# Pool pump is humming



## Shandre' (Aug 6, 2013)

I have an ESPA pool motor. This weekend I noticed it started humming and wasn't pumping. I was advised to replace the capacitor. Still, it's humming. I then opened and cleaned the impeller. Still it's humming... Before I call in someone to replace it, does anyone have another solution?


----------



## gregzoll (Dec 25, 2006)

Your motor is shot. Btw, what song was it humming, and did you ask for it to hum something different?

Unhook the pump and take it into local pool shop, or just pay to have one of their guys or gals to come look at it. The pool shops in your area would be the best experts on your matter, and could have you back up and running in under a hour.


----------



## Shandre' (Aug 6, 2013)

It sounded like "how much it's that doggie in the window, woof woof"
Could u suggest a pool motor? I have a 3 bag pool filter.


----------



## RoyalAcresRod (May 27, 2009)

A big question to answer your question is, how high are your electric rates?

Hayward, and I believe others, have a high-efficiency pump that cab run at quarter speed ... the idea is to have it run almost all the time at that speed, unless you need full pumping capability. 

That pump has a built-in membrane keypad for programming it's timer and pumping rate. 

Now, such a pump ain't cheap ... I believe it's over $1000. 

But if you have high electric rates, or ones that stairstep up with higher usage, it might be worth it. 

On the other hand, if you're like me and pay only about 8 cents a KwH, it'd be a long time before you'd make up the cost, if ever. 

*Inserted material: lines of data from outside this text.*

PR #1001, opened 2019-06-14
Fix digest names returned to clients.

bbockelm:
Digest name issues reported by @olifre.

@simonmichal - Should be included in 4.10, if possible.

### DIFF
--- a/src/XrdHttp/XrdHttpReq.cc
+++ b/src/XrdHttp/XrdHttpReq.cc
@@ -67,6 +67,32 @@
 #define TRACELINK prot->Link
 
 
+static std::string convert_digest_rfc_name(const std::string &rfc_name_multiple)
+{
+  std::stringstream rfc_name_multiple_ss;
+  rfc_name_multiple_ss << rfc_name_multiple;
+  for (std::string rfc_name; std::getline(rfc_name_multiple_ss, rfc_name, ','); ) {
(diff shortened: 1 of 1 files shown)


simonmichal:
@bbockelm : sure, however Fabritzio is on DPM workshop so we will have to wait until Monday with the next RC

olifre:
@simonmichal @bbockelm Thanks! 
Once it is in an RC, I can also roll it out to UNI-BONN endpoint and see how it fares in interoperability with dCache. I'll be on holidays next week, so no promises if I'll get to it already next week (but latest in two weeks from now).

olifre:
I can confirm with 4.10.0-rc3, which contains this PR, the observed issues are fixed (which showed up mainly in XRootD talking with dCache).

Pls put your location in your profile.


----------



## Shandre' (Aug 6, 2013)

Master Yoda, electric rates here are pretty steep. Sliding scale but abt R1.32/kwh. I run the pool pump abt 8 hours a day.


----------



## RoyalAcresRod (May 27, 2009)

Wow! That's s high rate! If I were you I would look at a high-efficiency pump. 

Price one if those vs a standard pump. Take the price difference and do some math to figure out the payback period. 

I'd check Amazon to see their price, and then ship around on the Internet. 

I haven't looked at Hayward's website, but wouldn't be surprised if they had a calculator for you to figure your savings.


----------



## Shandre' (Aug 6, 2013)

_cool, thanks. Will let u know what I get. cheers_


----------



## RoyalAcresRod (May 27, 2009)

Keep us updated on what you find!


----------



## RoyalAcresRod (May 27, 2009)

Shandre':

One more thing: I note you're in South Africa. When I first looked at your post on your electric rate, I glossed over the nomenclature and concentrated on the .32 KwH. 

My little pea brain thinks in US dollars and cents. What is the exchange rate, or I guess even better, what does your rate equal in dollars and cents?


----------



## Shandre' (Aug 6, 2013)

The current exchange rate ids 10 to 1. R10 for ur US$1
So if my maths is correct it's abt 13ish cents/kwh


----------



## RoyalAcresRod (May 27, 2009)

That seems to be about an average rate. Still, I'd look at the HE pumps, if only for the built-in timer.


----------



## gregzoll (Dec 25, 2006)

There is also Leslie pools. Is there any motor shops, that can just rebuild the motor for you?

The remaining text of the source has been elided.